The San Francisco Police Department's Special Victims Unit at the Hall of Justice.

Kelly O’Connor had just finished working a double shift at Foreign Cinema on Mission Street when she walked a block over to Doc’s Clock for a nightcap.

It was late June, 2018, the Sunday of Pride weekend, and O’Connor didn’t stay long — it was approaching 11 p.m. and she was tired. She chatted a bit with the bartender and some regulars, drank a beer, and then decided to check on her car.
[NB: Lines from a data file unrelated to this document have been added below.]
PR #2977, opened 2019-04-25
New C++ API: Clean up API: mkVar vs mkConst vs mkBoundVar.

aniemetz:
This cleans up naming of API functions to create first-order constants and variables.
`mkVar`             -> `mkConst`
`mkBoundVar` -> `mkVar`
`declareConst` is redundant (= `mkConst`) and thus, in an effort to avoid redundancy, removed.

Note that we want to avoid redundancy in order to reduce code duplication and maintenance
overhead (we do not allow nested API calls, since this is problematic when tracing API calls).

@makaimann

### DIFF
--- a/src/api/cvc4cpp.cpp
+++ b/src/api/cvc4cpp.cpp
@@ -1970,7 +1970,7 @@ Term Solver::mkPi() const
 }
 
 template <typename T>
-Term Solver::mkConstHelper(T t) const
+Term Solver::mkValHelper(T t) const
 {
   try
   {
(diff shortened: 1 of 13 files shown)


src/api/cvc4cpp.cpp
```diff
@@ -2436,7 +2439,7 @@ void Solver::checkMkTerm(Kind kind, uint32_t nchildren) const
       mk == kind::metakind::PARAMETERIZED || mk == kind::metakind::OPERATOR,
       kind)
       << "Only operator-style terms are created with mkTerm(), "
-         "to create variables and constants see mkVar(), mkBoundVar(), "
+         "to create variables and constants see mkConst(), mkVar(), "
```
4tXJ7f: This message says `mkConst()` twice.

PR #2979, opened 2019-04-27
Optimization for evaluation with unfolding

### LINKED ISSUE #2972: Enable fast evaluator for problems without PBE solver
The example https://github.com/zhanghongce/inv-syn-examples/blob/master/aes-sygus/wrapper.smt2
is much faster when using `--sygus-pbe` despite the PBE solver not being the required solver (due to a lack of ITE in the grammar).  Regardless, we should be using fast evaluation in the standard CEGIS loop when it is possible. This mainly applies to PBE conjectures without ITEs in the grammar.

This was brought up on #2911.

ajreynol:
This PR makes it so that the evaluator is called on subterms of CEGIS lemmas that are evaluatable.
This fixes #2972.

### DIFF
--- a/src/theory/quantifiers/sygus/term_database_sygus.cpp
+++ b/src/theory/quantifiers/sygus/term_database_sygus.cpp
@@ -1633,6 +1633,31 @@ Node TermDbSygus::evaluateWithUnfolding(
     while (ret.getKind() == DT_SYGUS_EVAL
            && ret[0].getKind() == APPLY_CONSTRUCTOR)
     {
+      if( ret==n && ret[0].isConst() )
+      {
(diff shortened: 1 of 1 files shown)


src/theory/quantifiers/sygus/term_database_sygus.cpp
```diff
@@ -1633,6 +1633,31 @@ Node TermDbSygus::evaluateWithUnfolding(
     while (ret.getKind() == DT_SYGUS_EVAL
            && ret[0].getKind() == APPLY_CONSTRUCTOR)
     {
+      if( ret==n && ret[0].isConst() )
```
4tXJ7f: Please apply Clang-Format before merging.

PR #2980, opened 2019-04-27
Add support for re.all

4tXJ7f:


src/parser/smt2/smt2.cpp
```diff
@@ -293,6 +293,12 @@ void Smt2::addTheory(Theory theory) {
     defineType("String", getExprManager()->stringType());
     defineType("RegLan", getExprManager()->regExpType());
     defineType("Int", getExprManager()->integerType());
+
+    defineVar("re.all",
```
ajreynol: Should this be a part of addStringOperators?

4tXJ7f: Yeah, I suppose that would be better.

PR #2983, opened 2019-04-30
Fix concat-find regexp elimination

### LINKED ISSUE #2982: Incorrect model with --re-elim-agg
On the following benchmark, we answer `sat` with an incorrect model when using `--re-elim-agg`:
```
(set-logic QF_S)

(declare-fun var_0 () String)
(declare-fun var_1 () String)
(declare-fun var_2 () String)
(declare-fun var_3 () String)
(declare-fun var_4 () String)
(declare-fun var_5 () String)
(declare-fun var_6 () String)
(declare-fun var_7 () String)
(declare-fun var_8 () String)
(declare-fun var_9 () String)
(declare-fun var_10 () String)
(declare-fun var_11 () String)
(declare-fun var_12 () String)

(assert (str.in.re (str.++ var_7 "z" var_7 ) (re.* (str.to.re "z"))))
(assert (str.in.re var_7 (re.* (re.range "a" "u"))))
(assert (not (str.in.re (str.++ "a" var_7 "z" "a" var_7 ) (re.++ (re.* (re.union (str.to.re "z") (re.++ (str.to.re "a") (re.++ (re.* (str.to.re "a")) (str.to.re "z"))))) (re.++ (str.to.re "a") (re.* (str.to.re "a")))))))
(assert (and (<= (str.len var_7) 0 ) (<= 0  (str.len var_7))))
(check-sat)
```

We answer `unsat` without `--re-elim-agg`. The regular expression eliminations look ok to me. Note that some assertions fail but they seem bogus to me and I've fixed them [here](https://github.com/4tXJ7f/CVC4/commit/2bde55cd2a435a58118f2a6e6392e88753f9c653).

4tXJ7f:
Fixes #2982. The `concat-find` regexp elimination has an off-by-one
error in the upper bound of the quantifier. For example, for `(str.in.re
x (re.++ R1 "A" R2))`, the upper bound for the quantifier variable in
the eliminated term was `(< k (- (str.len x) 1))`. However, it should be
`(<= k (- (str.len x) 1))` because we have to account for the case where
`"A"` is at the end of the string, i.e. at position `(- (str.len x) 1)`.
This commit fixes the issue and moves two assertions that were too
aggressive.


ajreynol:
Can you update your comment above to `(<= k (- (str.len x) 1))`?

4tXJ7f:
Good catch, not sure what happened there. Done.

PR #2986, opened 2019-05-01
 Use total versions of div/mod in re-elim-agg

ajreynol:
We were using partial versions of div/mod in --re-elim-agg when total versions would suffice since it is division by constant. This PR changes them to total.


src/theory/strings/regexp_elim.cpp
```diff
@@ -547,19 +547,23 @@ Node RegExpElimination::eliminateStar(Node atom)
         Node lens = nm->mkNode(STRING_LENGTH, s);
         lens = Rewriter::rewrite(lens);
         Assert(lens.isConst());
+        Assert(lens.getConst<Rational>().sgn()>0);
```
4tXJ7f: Please apply clang-format before merging.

The 25-year-old made her way to the vehicle, parked on 22nd and Fair Oaks. But as she neared Guerrero and 22nd, everything went dark. “The last thing I remember is having my keys in my hand,” she said.

O’Connor woke up early the next morning in the back seat of her car. Her dress was backward, her underwear was missing, and there was a massive bump on the back of her head. “I couldn’t figure out what was going on,” she said.  

But O’Connor’s problems were just beginning. Her case, she said, was not taken seriously — even after pledges from the San Francisco Police Department a year ago.

“What I know we can do better on is how we interact with those survivors … what information we provide, how timely we do it, how we respond to questions or concerns and how we deliver the message,” said then-Commander Greg McEachern.

Those pledges were made in April 2018 after more than a dozen survivors of sexual assault testified at a Board of Supervisors hearing that the SFPD habitually underserved rape survivors — questioning their integrity, asking them to take responsibility for the assaults, and failing to pursue key evidence.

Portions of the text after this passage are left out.